--- Source material Enclosed Below ---
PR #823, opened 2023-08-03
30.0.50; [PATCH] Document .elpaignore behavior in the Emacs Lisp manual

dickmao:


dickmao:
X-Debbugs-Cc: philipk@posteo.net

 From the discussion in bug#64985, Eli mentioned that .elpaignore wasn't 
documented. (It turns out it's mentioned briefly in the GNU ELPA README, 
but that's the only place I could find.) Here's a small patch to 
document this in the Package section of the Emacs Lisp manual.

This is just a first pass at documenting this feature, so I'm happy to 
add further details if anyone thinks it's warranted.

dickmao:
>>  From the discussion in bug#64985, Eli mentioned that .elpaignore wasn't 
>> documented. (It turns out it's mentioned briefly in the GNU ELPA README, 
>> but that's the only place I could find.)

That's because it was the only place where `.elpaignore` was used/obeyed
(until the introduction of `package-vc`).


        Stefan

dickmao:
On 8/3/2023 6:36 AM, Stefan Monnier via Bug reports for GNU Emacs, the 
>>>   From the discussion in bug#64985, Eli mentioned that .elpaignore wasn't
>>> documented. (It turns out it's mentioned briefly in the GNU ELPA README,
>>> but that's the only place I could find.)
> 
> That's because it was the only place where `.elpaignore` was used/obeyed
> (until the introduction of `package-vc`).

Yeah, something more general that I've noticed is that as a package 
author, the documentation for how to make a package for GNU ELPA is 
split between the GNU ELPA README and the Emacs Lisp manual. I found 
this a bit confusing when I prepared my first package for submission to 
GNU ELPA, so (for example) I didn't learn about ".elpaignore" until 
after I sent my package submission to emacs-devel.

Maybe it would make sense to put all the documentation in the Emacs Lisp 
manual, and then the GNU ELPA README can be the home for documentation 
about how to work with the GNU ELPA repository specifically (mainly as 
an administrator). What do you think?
--- End of Enclosed Source material ---
--- Source material Enclosed Below ---
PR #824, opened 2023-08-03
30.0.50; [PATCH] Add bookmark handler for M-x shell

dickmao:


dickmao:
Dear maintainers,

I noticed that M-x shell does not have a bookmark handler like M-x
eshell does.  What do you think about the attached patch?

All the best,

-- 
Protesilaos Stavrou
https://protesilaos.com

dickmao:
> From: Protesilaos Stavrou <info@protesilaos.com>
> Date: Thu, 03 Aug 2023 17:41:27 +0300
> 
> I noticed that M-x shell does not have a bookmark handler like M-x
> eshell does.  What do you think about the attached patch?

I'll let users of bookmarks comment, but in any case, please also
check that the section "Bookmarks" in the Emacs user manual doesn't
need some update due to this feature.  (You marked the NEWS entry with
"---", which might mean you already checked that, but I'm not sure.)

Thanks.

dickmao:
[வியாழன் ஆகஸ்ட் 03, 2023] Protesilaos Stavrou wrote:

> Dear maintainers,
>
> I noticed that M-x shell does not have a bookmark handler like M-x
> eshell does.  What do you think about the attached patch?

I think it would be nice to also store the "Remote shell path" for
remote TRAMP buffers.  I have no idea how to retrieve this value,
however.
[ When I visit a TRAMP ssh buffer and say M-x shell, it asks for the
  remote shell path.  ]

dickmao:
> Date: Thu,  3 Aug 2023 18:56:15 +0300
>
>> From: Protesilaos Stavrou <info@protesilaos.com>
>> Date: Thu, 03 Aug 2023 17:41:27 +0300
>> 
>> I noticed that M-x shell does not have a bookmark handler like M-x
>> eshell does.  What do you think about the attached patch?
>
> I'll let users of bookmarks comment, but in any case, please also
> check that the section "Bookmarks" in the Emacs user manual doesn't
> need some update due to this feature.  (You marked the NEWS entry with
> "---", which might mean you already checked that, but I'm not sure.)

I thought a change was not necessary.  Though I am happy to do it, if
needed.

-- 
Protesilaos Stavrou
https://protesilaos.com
--- End of Enclosed Source material ---
▶ [What you have to do] Retype only the stretch of lines above starting at the one with "PR #823, opened 2023-08-03" and stopping at the one with "but that's the only place I could find.) Here's", exactly as written, with both kept.

▶ [Result of the exercise]
PR #823, opened 2023-08-03
30.0.50; [PATCH] Document .elpaignore behavior in the Emacs Lisp manual

dickmao:


dickmao:
X-Debbugs-Cc: philipk@posteo.net

 From the discussion in bug#64985, Eli mentioned that .elpaignore wasn't 
documented. (It turns out it's mentioned briefly in the GNU ELPA README, 
but that's the only place I could find.) Here's a small patch to 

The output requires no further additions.